I ran a chat for kids and their sibling for a time and some of those kids I sometimes hear from even now. Some parents would get grumpy with me because I always was keen to know their child’s interests. We had a difference in opinion as I viewed the interest as bridge to communication and the parents tended to view them as obsessions and perseverations and thus not to be encouraged. I would reply well if I get three kids in their perseverating on the same topic a conversation sometimes happens and so it was. To this day I know more about Pokemon than anyone my age should but that it helped some kids a lot was clear. A mother messaged me once to say her daughter had said she had a friend. I thought that was nice but didn’t grasp why the mother came on to say it and she then said she had never said that before. Never had one before.

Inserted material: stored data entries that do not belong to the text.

PR #675, opened 2024-07-19
Expanded Host BLAS support

aayushg55:
- Added x86 BLAS support with OpenBLAS and BLIS. Supports the OpenMP or pthread versions for multithreading. Used the standard cblas_?gemm api and looped over higher dimensions
- Updated NVPL BLAS calls to get better multithreaded performance. cblas_?gemm_batch is always running single-core so replaced it with cblas_?gemm_batch_strided. (Note: Revert if bug is fixed and original achieves better performance.)


CMakeLists.txt
```diff
@@ -211,6 +215,19 @@ if (MATX_EN_NVPL OR MATX_EN_X86_FFTW)
             target_link_libraries(matx INTERFACE ${FFTW_LIB} ${FFTWF_LIB} ${FFTW_OMP_LIB} ${FFTWF_OMP_LIB})
             target_compile_definitions(matx INTERFACE MATX_EN_X86_FFTW=1)
         endif()
+
+        # BLAS
```
cliffburdick, line 219: Should there be a check to make sure that they don't have multiple BLAS libraries enabled (including NVPL)?

CMakeLists.txt
```diff
@@ -68,6 +70,7 @@ set(MATX_EN_PYBIND11 OFF CACHE BOOL "Enable pybind11 support")
 set(cutensor_DIR "" CACHE PATH "Directory where cuTENSOR is installed.")
 set(cutensornet_DIR "" CACHE PATH "Directory where cuTensorNet is installed.")
 set(eigen_DIR "" CACHE PATH "Directory where Eigen is installed")
+set(blas_DIR "" CACHE PATH "Directory where OpenBLAS or BLIS is installed (install prefix)")
```
cliffburdick, line 73: or NVPL?

cliffburdick (approved):
Nice work!

CMakeLists.txt
aayushg55: Yes, will add

CMakeLists.txt
aayushg55: Updated

CMakeLists.txt
aayushg55: Added

PR #676, opened 2024-07-21
Update README.md

HugoPhibbs:
adding bold for easy to miss adding of matx target. For C++ novices, this can be useful. 

Thx


cliffburdick (approved):
Thanks!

My brother was not a fan of these kinds of friendships at first. The whole internet thing going a bit too much with being a hermit in my own world plus there was the whole axe killers things to worry about. Thankfully one of the parents I chatted with lived close to him and it was through observing that my online friendships could and did develop into real world friendships and supports that his fears eased.
Oddly enough to the extent I work at all these days I work in a virtual setting. Out of that same chat platform. My colleagues are no less real for my not having to smell them or hear the sounds of their music escape from their headphones. When my mother died they were still a comfort. People to seek out despite never having been in the same physical space with them.
Does that make my world smaller? It seems to make it bigger to me. I use multiple languages in my work and know people from so many more than I would if it was easy for me to go out into the local city and hang out and do what people do when they go out there. (I have no clue actually what they do)
In my hours of profoundest grief and shock it was the mother of my long time boss who provided some of the nicest words of comfort.
My world is not small. If the expert view of my world is small or was small that’s a problem with that view. Their view is small. I won’t go so far as to say as a result their world is but their world is clearly not as open to things outside the realm of things they think they know about being possible. In my “small” world I know I barely know anything. The rules of this “small” world require me to check when it intercepts with the “real” world. As a result oddly enough even people who legitimately belong to groups regarded as having normal sized worlds sometimes have had to comment how much better I understand some things. Some of those things are the very things the experts say we as a group are deficient in when they speak of our lacking some fundamental human attributes and what a problem our empathy is. Irony there entirely intended but sad nevertheless.